Speaker fight delivers hopeful change
The concessions demanded of new House Speaker Kevin McCarthy, R-Calif., by the ultra-conservative Freedom Caucus may, as speculated, weaken his position as leader of the chamber. But it also produced some reforms that could actually make Congress more deliberative and responsive.
Over the course of a contentious week, Republicans took 15 votes for speaker before finally pushing McCarthy over the top late Friday. The roughly 20 far-right members who were opposing his selection held out for significant changes in how the GOP caucus will operate.
Some of the concessions demanded by the dissenters stand out as clear improvements to the status quo.
For example, McCarthy agreed to hold separate votes on the 12 appropriations bills, rather than bundling them together in a giant year-end package, as was recently the case with the $1.65 trillion omnibus spending bill.

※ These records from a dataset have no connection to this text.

PR #599, opened 2022-06-03
Block `workflow-api` at `1162.va_1e49062a_00e`

jglick:
Realized post release that https://github.com/jenkinsci/workflow-api-plugin/pull/221 would be offered to 2.289.x–2.319.x UCs without https://github.com/jenkinsci/workflow-cps-plugin/pull/534 which it requires to avoid some anomalous behavior. Best to block it from those lines, and let 2.332.x— pick up https://github.com/jenkinsci/workflow-api-plugin/pull/226. @dwnusbaum @car-roll


dwnusbaum (approved):

jglick:
Seems to have caused https://issues.jenkins.io/browse/JENKINS-68727.

PR #603, opened 2022-06-18
Deprecate Maven Repository Scheduled Cleanup

basil:
JNR was removed in https://github.com/jenkinsci/jenkins/pull/6323. https://github.com/jenkinsci/maven-repo-cleaner-plugin/pull/4 dropped the dependency on JNR in Maven Repository Scheduled Cleanup, and that PR was merged on June 26, 2018; however, it has not been released.


MarkEWaite (approved):
@olamy I think that it is the right choice to deprecate this plugin rather than attempt to update it to release a new version that removes the dependency on jnr-posix.

https://stats.jenkins.io/pluginversions/maven-repo-cleaner.html shows there are 3200 installations of the plugin spread widely across Jenkins versions.

I'm noting in the Jenkins 2.346.1 upgrade guide that a 2.346.1 compatible version of the plugin has not been released.  Does that work OK for you?

PR #640, opened 2022-08-15
security fixed in image-tag-parameter 2.0

maduma:
image-tag-paramter 2.0 is using now credential plugin 2.5

### DIFF
--- a/resources/warnings.json
+++ b/resources/warnings.json
@@ -12637,19 +12637,6 @@
     ]
   },
   {
-    "id": "SECURITY-2784-image-tag-parameter",
-    "type": "plugin",
-    "name": "image-tag-parameter",
-    "message": "Stored XSS vulnerability",
-    "url": "https://www.jenkins.io/security/advisory/2022-06-22/#SECURITY-2784",
-    "versions": [
-      {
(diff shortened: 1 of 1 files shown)


daniel-beck:
@maduma Thanks for letting us know. Could you please point me to the specific security fix? Because this issue was never about credentials plugin, I'm confused why you mention that.

Also, please do not delete this entry, instead update the regular expression to `(1)(|[.-].+)` so it only matches vulnerable releases.

maduma:
Hi Daniel,
  
The credential plugin was also affected by the issue. I did not read carrefully the issue and thought updating the credential the dependecy would solve it ... my bad.
  
Do i need to manuany escape all input or de new dependcy to jenkins 2.346.1 will fix the issue ?
  
 
  
Regards
  
-Stephane
  
Daniel Beck wrote:

daniel-beck:
> Do i need to manuany escape all input or de new dependcy to jenkins 2.346.1 will fix the issue ?

Please read https://issues.jenkins.io/browse/SECURITY-2721, which contains a description what you need to change, as well as steps to reproduce the vulnerability (and, once fixed, confirm it's fixed).

PR #644, opened 2022-09-21
Suspend distribution of build-publisher, cons3rt, walti

daniel-beck:
### Build Publisher

The plugin is incompatible with JEP-200, Jenkins 2.266+ (it hardcodes the `j_acegi_security_check` URL), and possibly even always-on CSRF protection (2.222+); so it doesn't really make sense to continue distributing it.

### CONS3RT

The maintainer asked that we suspend distribution with the following explanation:

> The tool it is associated with has moved to a different authentication path than the plugin currently supports, making the plugin no longer valid for use against the tool. As such are no longer looking to support, distribute, or update the plugin.

### Walti

The domain walti.io is for sale, the service seems to no longer exist.


MarkEWaite (approved):

MarkEWaite:
Thanks for doing the cleanup.  Is it OK if I merge this pull request or is it better for you if I leave the merge of pull requests in this repository completely to you?

lsborsne-te:
ok to test

PR #647, opened 2022-09-29
Disambiguate ignore file format

daniel-beck:
Currently it's not possible to easily determine the plugin ID and version being suspended since `-` is both the separator between those values and occurs commonly in both plugin ID and version numbers.

`@` is present in neither (or at least extremely rarely), so makes a better separator.

I tried `:` first, but learned that's an alternative key-value separator in properties files in addition to `=`. While this file could do with some cleanup and adopt a file format similar to the format of `--allowed-artifacts-file` (keys are artifact IDs, values are space separated versions or `*` for all), that would make suspending multiple individual releases of the same plugin for different reasons more cumbersome, so I decided against that for now.

`#` is a comment delimiter, so that's also not great (thanks @zbynek!).


zbynek:
Since `#` is also comment delimiter, maybe there is some even less ambiguous choice. Would `@` work? It's the version delimiter for npm and Rust's Cargo.

daniel-beck:
@zbynek This is great, thanks for the suggestion.

PR #649, opened 2022-10-20
Query repositories in alphabetical order

zbynek:
Fixes https://github.com/jenkins-infra/helpdesk/issues/3190 (when running locally).

Though it is a workaround for a GitHub issue, it may still be worth merging since it makes the code more deterministic.


zbynek:
@daniel-beck do you think this is worth merging? The original issue cannot be reproduced, but deterministic sort may have some upsides.

daniel-beck:
@zbynek It is! Given how relatively infrequent releases of this component are I like to only merge shortly before I go through the test & release cycle.

daniel-beck (approved):

PR #659, opened 2022-12-04
remediate SECURITY-1350 and SECURITY-1351

chonton:
https://github.com/jenkinsci/extended-choice-parameter-plugin/pull/61 
https://github.com/jenkinsci/extended-choice-parameter-plugin/pull/39

### DIFF
--- a/resources/warnings.json
+++ b/resources/warnings.json
@@ -11250,8 +11250,8 @@
     "url": "https://www.jenkins.io/security/advisory/2022-03-15/#SECURITY-1350",
     "versions": [
       {
-        "lastVersion": "359.v35dcfdd0c20d",
-        "pattern": ".*"
+        "lastVersion": " 356.va_90a_94ca_62ec",
+        "pattern": "(0|34[236]|356)(|[.-].+)"
       }
     ]
   },
--- a/resources/warnings.json
+++ b/resources/warnings.json
@@ -11250,7 +11250,7 @@
     "url": "https://www.jenkins.io/security/advisory/2022-03-15/#SECURITY-1350",
     "versions": [
       {
-        "lastVersion": "346.vd87693c5a_86c",
+        "lastVersion": "359.v35dcfdd0c20d",
         "pattern": ".*"
       }
     ]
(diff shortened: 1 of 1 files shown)


resources/warnings.json
```diff
@@ -11263,7 +11263,7 @@
     "url": "https://www.jenkins.io/security/advisory/2022-03-15/#SECURITY-1351",
     "versions": [
       {
-        "lastVersion": "346.vd87693c5a_86c",
+        "lastVersion": "359.v35dcfdd0c20d",
         "pattern": ".*"
```
daniel-beck, line 11267:
```suggestion
        "lastVersion": " 356.va_90a_94ca_62ec",
        "pattern": "(0|34[236]|356)(|[.-].+)"
```

As above.

daniel-beck (dismissed):

resources/warnings.json
chonton: Where is this process documented?  I'd like to prevent myself from making errors in the future.

daniel-beck: Documentation is rather minimal. It hasn't come up a lot, since maintainers can just inform us about fixes, rather than having to submit PRs.

There's Javadoc at https://github.com/jenkinsci/jenkins/blob/8eae71e5464f584533b7482a309ee903e65577f8/core/src/main/java/hudson/model/UpdateSite.java#L833-L843 in core. https://javadoc.jenkins.io/hudson/model/UpdateSite.WarningVersionRange.html is a bit awkward to read because `pattern` is private, so doesn't show, I should probably change that.

Besides that, there are all of the examples in other warnings in this file which give you an idea about what the expected contents are.

chonton:
@daniel-beck I accepted changes

daniel-beck (changes requested):
Per https://github.com/jenkinsci/extended-choice-parameter-plugin/pull/39#issuecomment-1261175575 the warning for SECURITY-1350 remains while the missing permission check isn't added. Manually tested 359.v35dcfdd0c20d, permission checks are still missing.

Approving spending will become a longer and more arduous process, but it will also allow for more scrutiny of outlays and hopefully encourage Congress to set priorities for how it spends taxpayer money.
McCarthy also promised to give House members 72 hours to review bills before they come to the floor. It's hardly a radical notion that representatives should know what's in a bill before they're asked to give it their vote.
And he promised not to use his Congressional Leadership Fund to influence the outcome of open primary seats that are considered safe for the GOP. This will make it harder for him to stack the caucus with loyalists.
The House will now be required to vote before raising the debt limit, which offers the possibility, albeit slim, of bringing fiscal discipline to Congress.
Other concessions are off of the far-right wish list, including a new committee to investigate government investigations. Promises to hold votes on congressional term limits and border security and capping domestic and defense spending at pre-Biden administration levels have little chance of coming to fruition due to Democratic control of the Senate and White House.
There's no question McCarthy will have to work harder than his predecessor, Democrat Nancy Pelosi, to hold his caucus together. Among the promises he made was to add more Freedom Caucus members to the House Rules Committee. That's bound to give him a perpetual headache.
He also accepted a demand to reinstate "motion to vacate" rules that will allow a single House member to start the process of removing the speaker. That could hamstring McCarthy, but it is how the House operated throughout most of its history until the rule was changed by Pelosi.
Weakening the iron grip the speaker has on the caucus offers some hope that representatives will stop falling into the party line and feel safer voting according to their own views and the needs of their districts.
Certainly, the week was awkward for Republicans. But it was also a useful civics lessons for Americans who got the rare opportunity to see inside the closed rooms where such arm-twisting and horse-trading usually play out.
In the end, chaos was averted, Republicans got the speaker most of them wanted, and it produced at least some changes that should make Congress better.